One of the lesser-known indicators that many forex Brokers offers is the DeMarket indicator. This is quite a simple indicator that it’s used in technical analysis to compare the most recent price action to the previous candle price action and attempting to measure whether or not there is a substantial amount of demand for the currency pair. The DeMarker indicator is often used to identify if there is a chance of price exhaustions: if you’re in an uptrend and the DeMarker indicator shows that there may not be as much demand, then there is a real risk for a trend change at that point in time. In this article, you’re going to learn more than just the indicator structure, but you’ll also learn how to incorporate it in your own strategy.
The oscillator normally moves between 0 and 100 levels and unlike most of the other oscillators it doesn’t use a smooth or average set of data to show what’s going on the market, it simply uses rough numbers. One thing that you can use it for is for the riskiness to try to decide whether or not the current price and the riskiness of a trade to go against you. In short traders use this indicator to gauge the oversold/overbought market conditions, the levels of risk and price exhaustion.
The DeMarker indicator is made of two main components:
- The DeMax: Which compares current candle’s high with the previous candle’s high;
- The DeMin: Which compares current candle’s low with the previous candle’s low;
The single line curve that you see on your chart, which is the DeMarker indicator is made up of the moving averages of these two components. Generally, any values above 60 are indicative of lower volatility and risk, while any reading below 40 is indicative that risk is increasing.

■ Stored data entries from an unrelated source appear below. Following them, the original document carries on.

Issue #10522, opened 2021-01-19
Segfault in health_alarm_log_read


KrisShannon:
##### Bug report summary
After a disk full issue the last line of `health-log.db` was truncated
After cleaning up some disk space starting Netdata failed with a segfault on [Line 359 of health/health_log.c in a call to str2l](https://github.com/netdata/netdata/blob/v1.28.0/health/health_log.c#L359)

```
#0  str2l.119441 (s=0xfffabb8a642 <Address 0xfffabb8a642 out of bounds>) at libnetdata/inlined.h:75
#1  0x0000000000499ad2 in health_alarm_log_read (host=0x203a790, fp=0x21313b0, filename=0x203b7f0 "/var/lib/netdata/health/health-log.db") at health/health_log.c:359
#2  0x000000000058ac5d in health_alarm_log_load (host=0x203a790) at health/health_log.c:422
```

Deleting the last line of `health-log.db` allowed netdata to start up succesfully.

##### OS / Environment
```
Linux w97a4b328e.temp 3.10.0-962.3.2.lve1.5.24.9.el7.x86_64 #1 SMP Wed Feb 13 08:24:50 EST 2019 x86_64 x86_64 x86_64 GNU/Linux
/etc/cloudlinux-release:CloudLinux release 7.9 (Boris Yegorov) 
/etc/os-release:NAME="CloudLinux"
/etc/os-release:VERSION="7.9 (Boris Yegorov)"
/etc/os-release:ID="cloudlinux"
/etc/os-release:ID_LIKE="rhel fedora centos"
/etc/os-release:VERSION_ID="7.9"
/etc/os-release:PRETTY_NAME="CloudLinux 7.9 (Boris Yegorov)"
/etc/os-release:ANSI_COLOR="0;31"
/etc/os-release:CPE_NAME="cpe:/o:cloudlinux:cloudlinux:7.9:GA:server"
/etc/os-release:HOME_URL="https://www.cloudlinux.com/"
/etc/os-release:BUG_REPORT_URL="https://www.cloudlinux.com/support"
/etc/os-release:
/etc/redhat-release:CloudLinux release 7.9 (Boris Yegorov) 
/etc/system-release:CloudLinux release 7.9 (Boris Yegorov) 
```

##### Netdata version
netdata v1.28.0
RPM: netdata-1.28.0-1.el7.x86_64 from https://packagecloud.io/netdata/netdata/el/7/x86_64

##### Component Name
health

##### Expected behavior
[...]

PR #10850, opened 2021-03-24
Store and read new health attributes from the health log

MrZammler:
##### Summary

Store and read back the new attributes `class`, `component` and `type` from the health log.

##### Component Name

Health

##### Test Plan

The agent should be able to read a health db log from a previous version which does not contain these 3 attributes.


health/health_log.c
```diff
@@ -145,6 +146,10 @@ inline void health_alarm_log_save(RRDHOST *host, ALARM_ENTRY *ae) {
                             , ae->new_value
                             , ae->old_value
                             , (uint64_t)ae->last_repeat
+
```
thiagoftsm, line 149: Please, remove this blank line.

health/health_log.c
```diff
@@ -145,6 +146,10 @@ inline void health_alarm_log_save(RRDHOST *host, ALARM_ENTRY *ae) {
...
+                            , (ae->class)?ae->class:"Unknown"
```
thiagoftsm, line 150: I saw in other PR the usage of the word `Unknown`, and I am seeing it here in this PR too, considering that we are using a lot this word, I will give a suggestion for we do like we do inside [`health_config.c`](https://github.com/netdata/netdata/blob/master/health/health_config.c#L7-L29), this will help the compiler to optimize the code and I also think we will have a better organization for keywords.

health/health_log.c
```diff
@@ -191,7 +196,7 @@ static inline ssize_t health_alarm_log_read(RRDHOST *host, FILE *fp, const char
         host->health_log_entries_written++;
         line++;
 
-        int max_entries = 30, entries = 0;
+        int max_entries = 33, entries = 0; //why was it 30 ? There should have been 28 entries
```
thiagoftsm, line 199: About your question, please, take a look on this issue https://github.com/netdata/netdata/issues/10522, it will help you to understand the motive we are using a bigger value.

health/health_log.c
```diff
@@ -364,6 +370,20 @@ static inline ssize_t health_alarm_log_read(RRDHOST *host, FILE *fp, const char
 
             ae->last_repeat = last_repeat;
 
+            if (likely(entries > 28)) {
+                freez(ae->class);
+                ae->class       = strdupz(pointers[28]);
+                if(!*ae->class) { freez(ae->class); ae->class = NULL; }
```
thiagoftsm, line 376: You do not need to do this test here when some `NAMEz` function is called, because when it is not possible to allocate memory, Netdata will shutdown itself, please, take a look [here](https://github.com/netdata/netdata/blob/7b913eaf8b1f94af1f99b3acfa90ae36e7c47706/libnetdata/libnetdata.c#L165-L169), [here](https://github.com/netdata/netdata/blob/7b913eaf8b1f94af1f99b3acfa90ae36e7c47706/libnetdata/log/log.h#L95), and  [here](https://github.com/netdata/netdata/blob/7b913eaf8b1f94af1f99b3acfa90ae36e7c47706/libnetdata/log/log.c#L795-L840).
Any doubt, please, let me know.

health/health_log.c
MrZammler: Oks! with https://github.com/netdata/netdata/pull/10850/commits/0918653d9dd04ac94ef0b8968bc10db6e7a61cce

health/health_log.c
MrZammler: Oks with https://github.com/netdata/netdata/pull/10850/commits/0918653d9dd04ac94ef0b8968bc10db6e7a61cce

health/health_log.c
MrZammler: Hi Thiago! Thanks! So, you're ok with the value now being 33, right? (We add here 3 more values) ?

health/health_log.c
MrZammler: Thanks Thiago. To be honest, I followed the pattern of reading the other values (i.e. `ae-exec`, `ae->recipient`, etc), a few lines above. I think the check is on the value itself, i.e. if the strdupz returns something but its empty, set the pointer to null... ?

thiagoftsm: Hello @MrZammler ,

The `strdupz` won't return `NULL`, because the `strdupz()` will call  `fatal()` that reports the problem and finally calls  `netdata_cleanup_and_exit(1);` . 

Our `NAMEz` functions differ of the traditional standard library, because it exits when memory is not allocated, while standard library returns NULL.

health/health_log.c
thiagoftsm: Your initial thought was not completely wrong when we take a look for the majority of error logs stored, but there are few exceptions that force us to use a bigger value, 33 makes more sense here.

health/health_log.c
stelfrag: Its `!*ae->class` (notice the *) -- checking for a zero length string

MrZammler:
Closing without merging, will create a clean PR

PR #10856, opened 2021-03-25
Dashboard version 2.17.0

allelos:
Agent redesgin

Top bar, side bar and navigation redesign according to desings [here](https://www.figma.com/file/RgebwHKHvTCAlTmIxLsb6l/New-Cloud-and-Agent-navigation-%231629?node-id=1015%3A45)

Sidebar:
- Documentation button now lives on the vertical bar
- Settings button now lives on the vertical bar
- Introduced a UserSettings button that renders sign-in / sign-up option when not signed-in, sign out option when signed in along with an operational status option. 

Side panel:
- Nodes are now searchable when there are more than 4 present
- Each node now shows a status badge

Topbar:
- Now includes a light bulb icon which opens a modal that displays agent news & features. Icon is colored when it has unread entries 
- shows number of alerts with corresponding coloring
- includes the date time picker in horizontal format

image

**Agent News & Features Announcements**

**Designs**:
https://www.figma.com/file/RgebwHKHvTCAlTmIxLsb6l/New-Cloud-and-Agent-navigation-%231629?node-id=535%3A935

**Unseen**:
image

**Seen**:
image

image

**Minor**:
- Fixed word breaking on alarms modal. https://github.com/netdata/dashboard/pull/267


ilyam8:
> shows number of alerts with corresponding coloring

A little comment from me. I think it would be better if we dim corresponding counter if there are no active alarms. Having it always red makes me feeling that there is something wrong, makes me draw attention on it.  cc @dim08

allelos:
> > shows number of alerts with corresponding coloring
> 
> A little comment from me. I think it would be better if we dim corresponding counter if there are no active alarms. Having it always red makes me feeling that there is something wrong, makes me draw attention on it. cc @dim08

@manos-saratsis

ilyam8:
Few problems i spotted:
 - `sign in to cloud` button is not clickable
 - `sign in to cloud` button place, is it supposed to be there?
 - sidebar _jumps_ up and down every time i click anywhere


Screenshot 2021-03-26 at 14 57 29

ilyam8:
@allelos there is a problem with checksum validation (build ci checks fail for this reason)

```cmd
[/home/ilyam/src/nd_allelos:dashboard-v2.15.1-alpha]# curl -q -sSL --connect-timeout 10 --retry 3 --output /tmp/netdata-dashboard-7dlrAf/dashboard.tar.gz https://github.com/netdata/dashboard/releases/download/v2.15.3-alpha/dashboard.tar.gz
 OK

dashboard.tar.gz: FAILED
sha256sum: WARNING: 1 computed checksum did NOT match
 FAILED  dashboard files checksum validation failed.

 FAILED  Unable to fetch React dashboard. The install process will continue, but you will not be able to use the new dashboard.
```

ilyam8:
@allelos  i installed 2.15.3 and the sidebar problem is fixed 🎉  But, not clickable sign-in-to-cloud is not. It is clickable only for few seconds after refreshing the page.

> has an online status badge according to browsers connectivity

I see no online status

allelos:
> @allelos i installed 2.15.3 and the sidebar problem is fixed 🎉 But, not clickable sign-in-to-cloud is not. It is clickable only for few seconds after refreshing the page.
> 
> > has an online status badge according to browsers connectivity
> 
> I see no online status

@ilyam8 Many thanks for being on top of it and testing every time 🙏 

The online status as well as the Netdata logo on the top bar will be removed as you spotted. I will update the description when finished. I am keeping this branch as an alpha, let's say branch, so guys can test the progress.

As far as the sign in. The sign in doesn't have to do with the dashboard per say (in this case), but with the iframes inside the dashboard.

I am guessing the iframes on your build are hitting app.netdata.cloud where I haven't releaesed the new iframes version. If you want you can check by pointing the agent iframes to staging.netdata.cloud.

ilyam8:
Well, i am fast enough i can click on the button and it works.

Btw i see that button even if i've built netdata with `--disable-cloud` flag. Is it supposed to be so?

Just imagine you deliberately disable cloud finctionality, but that `sing in to cloud` button is on the dashboard! (and i m not sure about its place, it always covers some chart).

Screenshot 2021-03-29 at 18 19 52

ilyam8:
@allelos i tested the latest and overall looks good to me. There is no `sign in to cloud` if i compile netdata w/o cloud support 👍 

Can mention only two things:
 - `sign in to cloud` button place (we discussed it on slack)
 - perhaps it is me, but i'd prefer to open sing ing page in a separate browser tab (without leaving the current page)

Yannis-San:
Design QA

**Space nav bottom icons**
- less space between the icons
- hover and active state to be added

**Left nav main nav (open)**
- C2A button on left panel differs to design (should be full width)
- background colour on bottom panel (sign in/up) is not white but #536775
- Distance on copy too big
- copy at the bottom panel should be left align (both sign in/up)
- check the font type and size in the bottom panel
- When signed out, no need to show Operational Status of Cloud if you click on the avatar

**Top bar**
- Update icon does not change colour when new version is updated

Will add some more tommorow @allelos @manos-saratsis

allelos:
Just some questions and notes @manos-saratsis @Yannis-San 

* space between icons is the same as the cloud. Are we sure we want to make it less `20px` and not keep it consistent?

* By hover and active states I believe we are referring to the circle enclosing the icon, right? I believe we don't have this anywhere else, neither cloud or agent, are we sure want to add it here?
image

* Background color on bottom panel (sign in / sign up) is white, because `#536775` is nowhere found in our color palette (netdata-ui) and I would like to avoid hardcoding colors. Can we find a relatively close one for now, from our palette, and change to this one later when we update to new colors? If not I will hard code it.

* The font type should be consistent across, since it's directly from our ui kit.

Yannis-San:
> Just some questions and notes @manos-saratsis @Yannis-San
> 
> * space between icons is the same as the cloud. Are we sure we want to make it less (`20px`) and not keep it consistent? **Leave as is**
> * By hover and active states I believe we are referring to the circle enclosing the icon, right? I believe we don't have this anywhere else, neither cloud or dashboard, are we sure want to add it here?**Leave as is**
>   image
> * Background color on bottom panel (sign in / sign up) is white, because `#536775` is nowhere found in our color palette (netdata-ui) and I would like to avoid hardcoding colors. Can we find a relatively close one for now, from our palette, and change to this one later when we update to new colors? If not I will hard code it. **Send you a new one**
> * It would be nice if we could see the correct distance on the copy on the design, instead of being a complete block.
>   image**16px**
> * The font type should be consistent across, since it's directly from our ui kit.

packaging/dashboard.version
```diff
@@ -1 +1 @@
-v2.13.28_
+v2.17.0-beta
```
ilyam8, line 1: still beta

ilyam8: I see [v2.17.0 is released](https://github.com/netdata/dashboard/releases/tag/v2.17.0)

allelos: Oops! lost in rebase :P

ilyam8 (approved):

vlvkobal (approved):

PR #10857, opened 2021-03-25
Alerts template styling fixes

jacekkolasa:
##### Summary
- fixed most of the styling problems, especially for outlook (online) and thunderbird
- updated colors based on status (both for active alarms list and the main part of template)

Most of the differences between email and the design is caused by the fact, that it's hard to make sure the proper font is loaded. Most of the time the needed one (IBM Plex Sans) is not loaded, and Helvetica is used instead. Sometimes it results in *bold* fonts (font-weight: 500) to look differently than in design.

obraz

second part:

obraz

##### Component Name
Health / alarm template

### DIFF
--- a/health/notifications/alarm-notify.sh.in
+++ b/health/notifications/alarm-notify.sh.in
@@ -2664,24 +2664,36 @@ if [ -n "$total_warn_alarms" ]; then
                   >
 
                     <table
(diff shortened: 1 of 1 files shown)


thiagoftsm (approved):
I tested now and I can receive notifications on methods that were not changed. The `shellcheck` is also not reporting problems. And for methods that were modified, there are improvements.
Finally great work @jacekkolasa ! :)

MrZammler (approved):

PR #10859, opened 2021-03-25
ACLK Passwd endpoint update

underhood:
##### Summary
Updates password endpoint to match specs of New Architecture.

- Parse response of password endpoint in new format
- Use topics given to us from cloud instead of ones hardcoded in the agent.

##### Component Name
ACLK
##### Test Plan
Connects to cloud without issue,

### DIFF
--- a/aclk/aclk_util.c
+++ b/aclk/aclk_util.c
@@ -70,52 +70,156 @@ int aclk_get_conv_log_next()
 #define ACLK_TOPIC_PREFIX "/agent/"
 
 struct aclk_topic {
-    const char *topic_suffix;
+    enum aclk_topics topic_id;
+    // as received from cloud - we keep this for
+    // eventual topic list update when claim_id changes
+    char *topic_recvd;
+    // constructed topic
     char *topic;
 };
 
 // This helps to cache finalized topics (assembled with claim_id)
 // to not have to alloc or create buffer and construct topic every
 // time message is sent as in old ACLK
-static struct aclk_topic aclk_topic_cache[] = {
-    { .topic_suffix = "outbound/meta",   .topic = NULL }, // ACLK_TOPICID_CHART
-    { .topic_suffix = "outbound/alarms", .topic = NULL }, // ACLK_TOPICID_ALARMS
-    { .topic_suffix = "outbound/meta",   .topic = NULL }, // ACLK_TOPICID_METADATA
-    { .topic_suffix = "inbound/cmd",     .topic = NULL }, // ACLK_TOPICID_COMMAND
-    { .topic_suffix = NULL,              .topic = NULL }
-};
+static struct aclk_topic **aclk_topic_cache = NULL;
+static size_t aclk_topic_cache_items = 0;
 
 void free_topic_cache(void)
 {
-    struct aclk_topic *tc = aclk_topic_cache;
-    while (tc->topic_suffix) {
-        if (tc->topic) {
-            freez(tc->topic);
-            tc->topic = NULL;
+    if (aclk_topic_cache) {
+        for (size_t i = 0; i < aclk_topic_cache_items; i++) {
+            freez(aclk_topic_cache[i]->topic);
+            freez(aclk_topic_cache[i]->topic_recvd);
+            freez(aclk_topic_cache[i]);
         }
-        tc++;
+        freez(aclk_topic_cache);
+        aclk_topic_cache = NULL;
+        aclk_topic_cache_items = 0;
     }
 }
 
-static inline void generate_topic_cache(void)
-{
-    struct aclk_topic *tc = aclk_topic_cache;
-    char *ptr;
-    if (unlikely(!tc->topic)) {
-        rrdhost_aclk_state_lock(localhost);
-        while(tc->topic_suffix) {
-            tc->topic = mallocz(strlen(ACLK_TOPIC_PREFIX) + (UUID_STR_LEN - 1) + 2 /* '/' and \0 */ + strlen(tc->topic_suffix));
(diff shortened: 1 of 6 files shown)


vkalintiris (commented):
Overall, LGTM. Let me know your thoughts on the partial-updates comment I've made inline and we are good to go.

aclk/aclk_util.c
```diff
@@ -70,52 +70,156 @@ int aclk_get_conv_log_next()
...
+        if (json_object_get_type(obj) != json_type_object) {
+            error("expected json_type_object");
+            return 1;
+        }
+        aclk_topic_cache[i] = callocz(1, sizeof(struct aclk_topic));
+        if (topic_cache_add_topic(obj, aclk_topic_cache[i])) {
+            error("failed to parse topic @idx=%d", (int)i);
+            return 1;
+        }
+    }
```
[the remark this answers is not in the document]
underhood: I thought of that. I didn't do it in that way because if there was error you should not attempt connection at all and therefore not use any topic

aclk/aclk_util.c
```diff
@@ -70,52 +70,156 @@ int aclk_get_conv_log_next()
...
+    char *replace_tag = strstr(topic->topic_recvd, CLAIM_ID_REPLACE_TAG);
+    if (!replace_tag)
+        return;
+
+    topic->topic = mallocz(strlen(topic->topic_recvd) + 1 - strlen(CLAIM_ID_REPLACE_TAG) + strlen(localhost->aclk_state.claimed_id));
+    dest = topic->topic;
+    memcpy(topic->topic, topic->topic_recvd, replace_tag - topic->topic_recvd);
+    dest = topic->topic + (replace_tag - topic->topic_recvd);
+    // TODO check claimed_id NULL
+    memcpy(dest, localhost->aclk_state.claimed_id, strlen(localhost->aclk_state.claimed_id));
```
stelfrag, line 140: Probably need to lock here as in function `is_agent_claimed` -- `rrdhost_aclk_state_lock(localhost);`

aclk/aclk_util.c
```diff
@@ -125,9 +229,14 @@ static inline void generate_topic_cache(void)
  */
 const char *aclk_get_topic(enum aclk_topics topic)
 {
-    generate_topic_cache();
+    if (!aclk_topic_cache)
+        fatal("Topic cache not initialized");
```
stelfrag, line 233: we should fail the aclk connection not the agent

underhood: true, will change in a moment

aclk/aclk_util.c
```diff
@@ -70,52 +70,156 @@ int aclk_get_conv_log_next()
...
+}
+
+#define CLAIM_ID_REPLACE_TAG "#{claim_id}"
+static void topic_generate_final(struct aclk_topic *topic) {
+    char *dest;
+    char *replace_tag = strstr(topic->topic_recvd, CLAIM_ID_REPLACE_TAG);
+    if (!replace_tag)
+        return;
+
+    topic->topic = mallocz(strlen(topic->topic_recvd) + 1 - strlen(CLAIM_ID_REPLACE_TAG) + strlen(localhost->aclk_state.claimed_id));
```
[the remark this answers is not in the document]
underhood: renamed parameter to `t` for increased clarity

aclk/aclk_util.c
underhood: fixed

aclk/aclk_util.c
```diff
@@ -70,52 +70,156 @@ int aclk_get_conv_log_next()
...
+    json_object *obj;
+
+    size_t array_size = json_object_array_length(json);
+    if (!array_size) {
+        error("Empty topic list!");
+        return 1;
+    }
+
+    if (aclk_topic_cache)
+        free_topic_cache();
```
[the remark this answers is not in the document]
underhood: well empty topic list from cloud is an error in any case... but we could free the topic cache before. Not sure of what benefit that would give us

aclk/aclk_util.c
```diff
@@ -70,52 +70,189 @@ int aclk_get_conv_log_next()
...
+
+    rrdhost_aclk_state_lock(localhost);
+    if (unlikely(!localhost->aclk_state.claimed_id)) {
+        error("This should never be called if agent not claimed");
         rrdhost_aclk_state_unlock(localhost);
+        return;
     }
+
+    t->topic = mallocz(strlen(t->topic_recvd) + 1 - strlen(CLAIM_ID_REPLACE_TAG) + strlen(localhost->aclk_state.claimed_id));
+    dest = t->topic;
```
stelfrag, line 161: dest is reassigned in L163

stelfrag:
Not related to this PR but lwt is missing the `connect` and `connect-offset-usec` those are probably initialized when `mqtt_connected_actions` is called

```
"{\"type\":\"disconnect\",\"msg-id\":\"5f117db1-81b5-47f6-9fe1-d91b40ad8679\",\"timestamp\":1618950923,\"timestamp-offset-usec\":340571,\"connect\":0,\"connect-offset-usec\":0,\"version\":2,\"payload\":\"unexpected\"}"
```

underhood:
@stelfrag good catch. Will fix the timestamp thing in separate PR. Must have slipped our attention during original ACLK-NG review

aclk/aclk_util.c
underhood: yep i set it then copy there and move it

stelfrag (approved):

vkalintiris (approved):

How to use the DeMarker Indicator
Any individual indicator on its own is just not enough for picking a trade, so it’s just part of an overall set of tools in the process that you might use when trading. This indicator is suitable to all types of traders and no matter if you’re trading on a short-term basis or long-term it can be a useful tool to incorporate it in your trading arsenal. The DeMarker indicator can be used either to time the market for your entry orders or use it to determine reversal points in the market. There are several ways you can use the DeMarker indicator and here are the most common:
- Measuring Trend Exhaustion;
- Divergence trades;
- Overbought/Oversold Conditions.
- Trend Confirmation.
In the figure below we can see that as GBP/USD price was falling the DeMarker indicator actually had gotten pretty low and at that point it would have warned you that perhaps shorting wasn’t the best thing to do as it was well under the 30 mark, showing that there is a possibility that exhaustion was about to happen and that’s exactly what happened.
One way Forex traders can use the DeMarker indicator is in a scalping environment to see whether or not there is a high likelihood of steadiness in the currency pair and the higher it is, the more likely that’s true, and if it’s steadier than the scalper can go on perhaps the 5 minute chart and scalp the market accordingly. This strategy can be very powerful because in the currency market the DeMarker indicator is just measuring the demand in general, either up or down, so if the DeMarker indicator line is moving upward is showing steady demand to the upside of the market in which case longs are favored, conversely, if the DeMarker indicator line is moving downward is showing steady demand to the downside of the market and shorts are favored.
Like any other oscillators the DeMarker indicator can be used to spot divergence in price as well. Simply put it, divergence means that the price is moving in the opposite direction of the DeMarker indicator and it can signal a reversal of the prevailing trend.
The DeMarker indicator should not be used in isolation, but as an additional tool to make smarter trading decision and to either spot a change in the prevailing trend or to gauge the current trend strength.